ACTION ITEM: Taking the entries below from the top, restate each line exactly and end with the line containing "If slashings commuted".

DATA TO PROCESS:
PR #1126, opened 2019-05-27
Sort attester slashing indices to avoid arbitrary ordering

### LINKED ISSUE #1125: Attester slashings are done in an arbitrary order and do not commute
While testing Lighthouse against the [new test vectors](https://github.com/ethereum/eth2.0-spec-tests) I encountered a discrepancy in the attester slashing tests which seems to arise from the spec iterating over the indices to slash in the arbitrary order used by Python's hashset implementation. The buggy line is:

```python
for index in set(attesting_indices_1).intersection(attesting_indices_2):
```

in `process_attester_slashing`.

If slashings commuted the order could be arbitrary, but due to the `exit_epoch` being based upon the churn limit (and therefore the validators who have been previously slashed), you get different `exit_epoch`s and different final states for different slashing orders. One test that exemplifies this is `success_double` (mainnet) which slashes `[2, 143, 287, 353, 464, 475, 487, 496]`, which in Python set ordering is `{353, 2, 487, 143, 464, 496, 475, 287}`.

I think the best solution is to specify that the indices should be sorted before iteration, but I'm open to other ideas.

michaelsproul:
Closes #1125

### DIFF
--- a/specs/core/0_beacon-chain.md
+++ b/specs/core/0_beacon-chain.md
@@ -1707,7 +1707,7 @@ def process_attester_slashing(state: BeaconState, attester_slashing: AttesterSla
     slashed_any = False
     attesting_indices_1 = attestation_1.custody_bit_0_indices + attestation_1.custody_bit_1_indices
     attesting_indices_2 = attestation_2.custody_bit_0_indices + attestation_2.custody_bit_1_indices
-    for index in set(attesting_indices_1).intersection(attesting_indices_2):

RESULT OF THE EXERCISE:
PR #1126, opened 2019-05-27
Sort attester slashing indices to avoid arbitrary ordering

### LINKED ISSUE #1125: Attester slashings are done in an arbitrary order and do not commute
While testing Lighthouse against the [new test vectors](https://github.com/ethereum/eth2.0-spec-tests) I encountered a discrepancy in the attester slashing tests which seems to arise from the spec iterating over the indices to slash in the arbitrary order used by Python's hashset implementation. The buggy line is:

```python
for index in set(attesting_indices_1).intersection(attesting_indices_2):
```

in `process_attester_slashing`.

If slashings commuted the order could be arbitrary, but due to the `exit_epoch` being based upon the churn limit (and therefore the validators who have been previously slashed), you get different `exit_epoch`s and different final states for different slashing orders. One test that exemplifies this is `success_double` (mainnet) which slashes `[2, 143, 287, 353, 464, 475, 487, 496]`, which in Python set ordering is `{353, 2, 487, 143, 464, 496, 475, 287}`.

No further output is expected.